Robert Earl Brannum (Jan. 17, 1957 - Aug. 26, 1983) was born in Knoxville, Tennessee to David and Betty Brannum. Bobby was raised in South Knoxville and attended Mt. Olive Elementary School where he was on the Safety Patrol and played on the basketball team. Bobby continued his education at Doyle High School where he was active in Boy’s State, voted class President and Mr. Doyle High by his classmates. He and close friend Jim Buchanan were co-captains of the Boys’ Basketball team. During his senior year in 1975, Bobby was awarded an Army ROTC scholarship to the University of Tennessee.
During his studies at the University of Tennessee Bobby was inducted into the Scabbard and Blade, a military science honor society for upperclassman. He graduated the University of Tennessee in August 1979 with honors and was commissioned as a 2nd Lieutenant. Lieutenant Brannum was first assigned to the Transportation Corps and reported to Fort Eustis, Virginia. He was later assigned to Fort Rucker, Alabama for flight school and his last assignment was at Fort Campbell, Kentucky where he flew Blackhawk helicopters.
Bobby married his high school sweetheart, Beverly Whaley during their junior year at the University of Tennessee. They had two children a son, Blake and a daughter Bethany.

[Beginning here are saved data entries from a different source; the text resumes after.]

Issue #2371, opened 2021-05-06
Remove as many `RelationConcept`s from the instance models as possible, by using `ModelKind` more


JacquesCarette:
See https://github.com/JacquesCarette/Drasil/commit/f23bf7b5757b6686d4fa1a6aec371520300ee77b for example. This is part of adding `ModelKind` to `InstanceModel`. 

Basically, every instance model in all examples should be looked at, and either
1. its model should be changed from `OthModel` to something else (one per PR!)
2. an issue should be created regarding why it can't be done.

balacij:
Trying to better keep track of them and their similarities:

Things not ticked off are still `OthModel`s.

- [ ] DblPendulum
    - [ ] GenDefs
        - [x] velocityIXGD - EquationalModel
        - [x] velocityIYGD - EquationalModel
        - [x] accelerationIXGD - EquationalModel
        - [x] accelerationIYGD - EquationalModel
        - [ ] hForceOnPendulumGD
        - [ ] vForceOnPendulumGD
        - [ ] angFrequencyGD
        - [ ] periodPend
   - [ ] IMods
       - [ ] angularDisplacementIM 
- [ ] GamePhysics
    - [x] GenDefs
        - [x] accelGravityGD - EquationalModel
        - [x] impulseGD  - EquationalModel
    - [ ] IMods
        - [ ] transMot
        - [ ] rotMot
        - [ ] col2D
    - [ ] TMods
        - [ ] newtonSL
        - [x] newtonTL - EquationalModel
        - [ ] newtonLUG
        - [ ] newtonSLR 
- [ ] GlassBR
    - [ ] IMods
        - [ ] pbIsSafe
        - [ ] lrIsSafe
    - [x] TMods
        - [x] pbIsSafe - EquationalModel
        - [x] lrIsSafe - EquationalModel
- [x] HGHC
- [ ] NoPCM
    - [ ] GenDefs
        - [ ] rocTempSimp
        - [ ] htFluxWaterFromCoil
    - [ ] IMods
        - [ ] eBalanceOnWtr
        - [ ] heatEInWtr
- [ ] PDController
    - [ ] GenDefs
        - [ ] gdPowerPlant
    - [ ] IMods
        - [ ] imPD
    - [ ] TMods
        - [ ] tmLaplace
        - [ ] tmInvLaplace
        - [ ] tmSOSystem
- [ ] Projectile
    - [ ] GenDefs
        - [ ] rectVelGD
[...]

PR #2510, opened 2021-05-24
Convert rectVel GD into an EquationalModel

### LINKED ISSUE #2493: Projectile's rectVelGD
Presently, we have a data definition and a general definition that both define the same thing, `speed` through their relations (e.g., in the left-hand side of their equations, they both define `speed` at the moment). The general definition, `rectVelGD`, currently relies on OthModel/RelationConcepts. While trying to convert `rectVelGD` into something other than an OthModel (for #2371), I wanted to make it an EquationalModel using a QDefinition, but then it causes a UID conflict between itself and the related data definition, resulting in references that once referred to `rectVelGD` changing into references to the related data definition of speed.

We need to either merge the 2 models into 1, or change the UIDs so they don't conflict. Do we have any preferred way for this? If we want the latter case, I imagine we would want to just change the quantity that  `rectVelGD` defines into something new. If so, how should we define the new `rectVel` quantity that it defines?

Related data definition:
image

Related general definition:
image

balacij:
Closes #2493 
Contributes to #2371 

* Creates 2 new variants of speed as per dsicussion in #2493
* I left the symbol of the vector magnitude variant as just "v", but changed the symbol of the 1D constant acceleration variant as "v^f".

I'm not quite sure if the names/symbols/descriptions are appropriate, so please let me know if they are okay.

Thank you!


code/stable/projectile/SRS/Projectile_SRS.tex
```diff
@@ -243,10 +245,10 @@ \subsubsection{Assumptions}
...
 \item[freeFlight:\phantomsection\label{freeFlight}]{The flight is free; there are no collisions during the trajectory of the projectile. (RefBy: \hyperref[constAccel]{A: constAccel}.)}
 \item[neglectCurv:\phantomsection\label{neglectCurv}]{The distance is small enough that the curvature of the Earth can be neglected. (RefBy: \hyperref[targetXAxis]{A: targetXAxis} and \hyperref[cartSyst]{A: cartSyst}.)}
-\item[timeStartZero:\phantomsection\label{timeStartZero}]{Time starts at zero. (RefBy: \hyperref[GD:velVec]{GD: velVec}, \hyperref[IM:calOfLandingTime]{IM: calOfLandingTime}, \hyperref[GD:rectPos]{GD: rectPos}, \hyperref[GD:rectVel]{GD: rectVel}, and \hyperref[GD:posVec]{GD: posVec}.)}
+\item[timeStartZero:\phantomsection\label{timeStartZero}]{Time starts at zero. (RefBy: \hyperref[GD:velVec]{GD: velVec}, \hyperref[IM:calOfLandingTime]{IM: calOfLandingTime}, \hyperref[GD:rectVel]{GD: rectVel}, \hyperref[GD:rectPos]{GD: rectPos}, and \hyperref[GD:posVec]{GD: posVec}.)}
```
balacij, line 251: Changes in ordering of references is normal, caused by ordering by UIDs instead of labels

code/stable/projectile/SRS/Projectile_SRS.tex
```diff
@@ -350,20 +352,20 @@ \subsubsection{General Definitions}
...
 \paragraph{Detailed derivation of rectilinear velocity:}
 \label{GD:rectVelDeriv}
-Assume we have rectilinear motion of a particle (of negligible size and shape, from \hyperref[pointMass]{A: pointMass}); that is, motion in a straight line. The velocity is $v$ and the acceleration is $a$. The motion in \hyperref[TM:acceleration]{TM: acceleration} is now one-dimensional with a constant acceleration, represented by ${a^{c}}$. The initial velocity (at $t=0$, from \hyperref[timeStartZero]{A: timeStartZero}) is represented by ${v^{\text{i}}}$. From \hyperref[TM:acceleration]{TM: acceleration}, using the above symbols we have:
+Assume we have rectilinear motion of a particle (of negligible size and shape, from \hyperref[pointMass]{A: pointMass}); that is, motion in a straight line. The velocity is ${v^{\text{f}}}$ and the acceleration is $a$. The motion in \hyperref[TM:acceleration]{TM: acceleration} is now one-dimensional with a constant acceleration, represented by ${a^{c}}$. The initial velocity (at $t=0$, from \hyperref[timeStartZero]{A: timeStartZero}) is represented by ${v^{\text{i}}}$. From \hyperref[TM:acceleration]{TM: acceleration}, using the above symbols we have:
```
JacquesCarette, line 355: Here, it should definitely by $v$, which is the velocity at some time $t$, which is not necessarily the final velocity. Somewhere the wrong object is being used.

code/stable/projectile/SRS/Projectile_SRS.tex
```diff
@@ -350,20 +352,20 @@ \subsubsection{General Definitions}
...
 
 \begin{displaymath}
-{a^{c}}=\frac{\,dv}{\,dt}
+{a^{c}}=\frac{\,d{v^{\text{f}}}}{\,dt}
```
JacquesCarette, line 358: Here as well.

code/stable/projectile/SRS/Projectile_SRS.tex
```diff
@@ -350,20 +352,20 @@ \subsubsection{General Definitions}
...
 \end{displaymath}
 Rearranging and integrating, we have:
 
 \begin{displaymath}
-\int_{{v^{\text{i}}}}^{v}{1}\,dv=\int_{0}^{t}{{a^{c}}}\,dt
+\int_{{v^{\text{i}}}}^{{v^{\text{f}}}}{1}\,d{v^{\text{f}}}=\int_{0}^{t}{{a^{c}}}\,dt
```
JacquesCarette, line 363: Here, it's even worse. I think the `t` is free, i.e. not the final time, so both the upper `v` and the one in the `dv` should be just `v`. Even if `t` was `t^f`, the `dv` part should still not have a superscript.

JacquesCarette (changes requested):

code/stable/projectile/SRS/Projectile_SRS.tex
balacij: To fix this, I had to replace the "v" symbol left for the vector speed variant. I just changed it to a bold faced v with a superscript "speed". Is there any preference for this?

code/drasil-example/Drasil/Projectile/Concepts.hs
```diff
@@ -31,14 +32,17 @@ projMotion = compoundNC projectile motion
...
 
-launcher, projectile, target :: ConceptChunk
+launcher, projectile, target, velVecSpeed, speed1DAcc :: ConceptChunk
 launcher   = dcc "launcher"   (nounPhraseSP "launcher")  ("where the projectile is launched from " ++
                                                           "and the device that does the launching")
 projectile = dcc "projectile" (nounPhraseSP "projectile") "the object to be launched at the target"
 target     = dcc "target"     (nounPhraseSP "target")     "where the projectile should be launched to"
 
+velVecSpeed = dccWDS "velVecSpeed" (cn' "vector speed") (S "magnitude" `S.the_ofThe` phrase velocity +:+ phrase vector)
+speed1DAcc  = dccWDS "speed1DAcc"  (cn' "final speed") (S "1D speed under" +:+ phrase constant +:+ phrase acceleration)
```
JacquesCarette, line 44: This here is confusing. Why is it called `speed1DAcc`, termed "1D speed under constant acceleration" but labelled "final speed"?

code/drasil-example/Drasil/Projectile/Unitals.hs
```diff
@@ -1,16 +1,19 @@
...
 import Data.Drasil.SI_Units (radian, metre, second)
 import Data.Drasil.Units.Physics (velU)
 
-import qualified Drasil.Projectile.Concepts as C (flightDur, offset,
-  flightDur, landPos, launAngle, launSpeed, offset, targPos)
+import qualified Drasil.Projectile.Concepts as C
+
+velVecSpeed, speed1DAcc :: UnitalChunk
+velVecSpeed = uc C.velVecSpeed (sup (vec lV) $ Label "speed") velU
+speed1DAcc  = uc C.speed1DAcc  (sup lV $ Label "f") velU
```
JacquesCarette, line 16: The f gets attached here - but why? I'm no longer sure what this quantity even refers to! (See previous comments).

code/drasil-example/Drasil/Projectile/Unitals.hs
```diff
@@ -1,16 +1,19 @@
...
 import Data.Drasil.Constraints (gtZeroConstr)
 import Data.Drasil.SI_Units (radian, metre, second)
 import Data.Drasil.Units.Physics (velU)
 
-import qualified Drasil.Projectile.Concepts as C (flightDur, offset,
-  flightDur, landPos, launAngle, launSpeed, offset, targPos)
+import qualified Drasil.Projectile.Concepts as C
+
+velVecSpeed, speed1DAcc :: UnitalChunk
+velVecSpeed = uc C.velVecSpeed (sup (vec lV) $ Label "speed") velU
```
JacquesCarette, line 15: And `v^speed` ??

JacquesCarette (changes requested):
This is still not right. There is some conceptual problem here.  The fix really has to come from capturing the correct idea(s).

balacij:
@JacquesCarette Thank you for your review. I'm not quite sure what we should name these ideas, or if we have any preference in the symbols.

For the purpose of the ticket #2493 (and this PR), we need to give them different UIDs (and therefore symbols as well). We have the option of using 2 or 3 different symbols. I chose to go down the route of 3 different symbols so as to completely differentiate between the 3 ideas.

The related unital chunks are as follows:
| variable | symbol | label | description | related GD/DD | related QDef's equation |  
|------------|-----------|--------|----------------|----------------------|-------------|
| speed | `v` | speed | magnitude of the velocity vector | <n/a> | <n/a> |
| speed1DAcc | `v^f` | final speed | 1D velocity under constant acceleration | [GD: rectVel](https://jacquescarette.github.io/Drasil/examples/Projectile/srs/Projectile_SRS.html#GD:rectVel), replacing the current `v` | `v^f = v^i + a^c * t` |
| velVecSpeed | `bold(v)^speed` | vector speed | magnitude of the velocity vector | [DD: vecMag](https://jacquescarette.github.io/Drasil/examples/Projectile/srs/Projectile_SRS.html#DD:vecMag), replacing the current `v` | `\|\| bold(v) \|\|` |

The `bold(v)` is the related velocity vector.

The core library's speed (`v`) is used when deriving `speed1DAcc`, and then I had it note that it was replaced by the symbol for `speed1DAcc`. This is why I differentiated between `speed` and `velVecSpeed` -- so as not to cause any accidental/unwanted relations between `DD: vecMag` and `GD: rectVel`.

I'm now realizing that what I had wrote as `speed1DAcc` would probably be more appropriate as `constAcc1DVel`, `finalVel`, or maybe even `finalVelConstAcc`.

Do we have any sort of preference in what we should symbols and names we should be giving these concepts?

Alternatively, we can use only 2 unital chunks (e.g., speed and `speed1DAcc` [or under a new name]), perhaps leaving `DD: vecMag` as defining the core library's speed (`v`), and then just creating a new symbol for `speed1DAcc`? My only concern with this way is that we would be deriving the equation for `GD: rectVel` using the symbol for `DD: vecMag`'s defined variable until the last step.

smiths:
@balacij I'm not 100% sure of what is being proposed, but I know there are things I don't like about it.  :smile:  

1. I really don't like `bold(v)^speed`.  This notation is going to confuse any reader of the document.  I think you might have introduced an artificial difference between speed and vector speed?  We call the magnitude of the velocity vector the speed.  I don't think there is any thing more to it.  Why do we need a UID for speed and one for velVecSpeed?  Can we just use v for speed?  (If we need to change the document itself in some way, I'm open to making changes.  I think these discussions are often going to highlight problems with the documentation, since human beings wrote the documents, which means some ambiguity very likely slipped in.)
2. v^f is problematic in `speed1DAcc`.  We might have to think about another UID, since I think there are two concepts that are being mixed here.  In the original equation v = v^i + a^c * t the type of v is a function.  v: R -> R.  You give v a time and it returns a velocity.  As time changes the velocity changes.  When we solve a specific problem though we may know the final time, let us call it t^f.  In that case v^f = v^i + a^c*t^f.  In this case the type of v^f is R.  You can see an example of this in the projectile lesson Jupyter lab book: https://github.com/smiths/caseStudies/blob/master/CaseStudies/projectile/projectileLesson/ProjectileLesson.ipynb

It is natural in writing to use the same symbol v for the magnitude of the velocity vector and for a 1D equation for velocity under constant acceleration.  In 1D the direction of the velocity is known (except for the sign).

I thought about whether we should replace the DD defining speed with a generic (math knowledge) DD explaining how to decompose a vector into its components in a 2D Cartesian coordinate system?  That is what we use the magnitude of the vector for.  We then wouldn't have to mention the concept of speed, or need to use v to mean speed.  You could then use the symbol v for `speed1DAcc`.

I don't like this solution though because speed is one of our inputs.  We don't enter the magnitude of the velocity vector, we enter speed.  Speed is the concept that will be most easily accessible to the reader/user.

I thought about another solution of using the symbol $s$ to mean speed.  If our goal is to have different symbols for different concepts, this makes sense.  However, we rely on the implicit connection between the symbols.  We use v for speed and v for speed in 1D under constant acceleration and then we relate the speed to the "speed in 1D under constant acceleration."  Therefore, another option is to do what we do now and use the symbol v for both.

I have a suggestion that I don't think will be much work with Drasil.  @balacij, can you change the symbol for speed to $s$.  We should also change the symbols v^i in DD:speedIY and DD:speedIX.  They should just have an $s$ in place of it.  I'd like to look at the documentation with the new symbol ($s$) and see how it fits together.  My current thinking is that this is the best solution, but I'd like to see how it would change stable before proceeding.

@JacquesCarette might have another idea on what we should do.

balacij:
> @balacij I'm not 100% sure of what is being proposed, but I know there are things I don't like about it. 

That's perfect. I didn't quite know how we wanted to capture this knowledge, but I think your messaged really helped me understand it. Thank you!

> 1. I really don't like `bold(v)^speed`.  This notation is going to confuse any reader of the document.  I think you might have introduced an artificial difference between speed and vector speed?  We call the magnitude of the velocity vector the speed.  I don't think there is any thing more to it.  Why do we need a UID for speed and one for velVecSpeed?  Can we just use v for speed?  (If we need to change the document itself in some way, I'm open to making changes.  I think these discussions are often going to highlight problems with the documentation, since human beings wrote the documents, which means some ambiguity very likely slipped in.)

Indeed, I did. If we remove the "velVecSpeed" and just use speed (and it's symbol) there, it's fine.

> 2. v^f is problematic in `speed1DAcc`.  We might have to think about another UID, since I think there are two concepts that are being mixed here.  In the original equation v = v^i + a^c * t the type of v is a function.  v: R -> R.  You give v a time and it returns a velocity.  As time changes the velocity changes.  When we solve a specific problem though we may know the final time, let us call it t^f.  In that case v^f = v^i + a^c*t^f.  In this case the type of v^f is R.  You can see an example of this in the projectile lesson Jupyter lab book: https://github.com/smiths/caseStudies/blob/master/CaseStudies/projectile/projectileLesson/ProjectileLesson.ipynb

This might be my point of confusion. If this is the case, would we want to change it's left-hand side to "v(t)" as a "functional model"? In which case, we would close this PR and wait for the functional models to be built first.

> I thought about another solution of using the symbol $s$ to mean speed. If our goal is to have different symbols for different concepts, this makes sense. However, we rely on the implicit connection between the symbols. We use v for speed and v for speed in 1D under constant acceleration and then we relate the speed to the "speed in 1D under constant acceleration." Therefore, another option is to do what we do now and use the symbol v for both.
> 
> I have a suggestion that I don't think will be much work with Drasil. @balacij, can you change the symbol for speed to $s$. We should also change the symbols v^i in DD:speedIY and DD:speedIX. They should just have an $s$ in place of it. I'd like to look at the documentation with the new symbol ($s$) and see how it fits together. My current thinking is that this is the best solution, but I'd like to see how it would change stable before proceeding.
> 
> @JacquesCarette might have another idea on what we should do.

We could try this too, but I don't think we're able to define things using the same symbol but different UIDs. There's currently code that errors out when it finds these instances. Should we try this with $s_y$ and $s_x$ for speedIY and speedIX?

Thank you.

balacij:
Thank you, I just implemented them with 1 exception -- for `projSpeed`, we have to use a symbol other than the one already registered for speed (otherwise the symbol table generator throws an error about different UIDs sharing the same symbol). Since it seems we want this to be dependent on time, I changed it's symbol to be `v(t)`. Is this change okay?

JacquesCarette (approved):

JacquesCarette:
Aha, so we do have a check that in a single document, symbols must be unique! I wasn't sure, and may have said the opposite in a conversation with @smiths . 

The `v(t)` is a minor hack, that we'll need to fix later. Otherwise, the rest is looking good.

balacij:
Perfect, thank you!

On August 1, 1983 he was raised to the rank of Captain and was a Maintenance Pilot for a fleet of 15 Blackhawk helicopters assigned to the 158th Aviation Battalion. He was in the 160th Special Operations Aviation Regiment (SOAR), aka the Night Stalkers, attached to the 101st Airborne Infantry. The 160th Night Stalkers is a special operations force of the United States Army that provides helicopter aviation support for general purpose and special operations forces. The majority of their missions are at night and aided with the use of night vision goggles. Captain Brannum had just graduated a special air assault school and was awarded a medal for his participation and graduation.
On August 26, 1983, Captain Robert E. Brannum, CW2 David William Jordan and WO1 Allen Earl Jennings were testing a Sikorsky UH-60 A Blackhawk helicopter when the blade came off over Christian County, Kentucky causing the helicopter to crash killing them all immediately. The crash was due to a cotter pin which was not secured properly.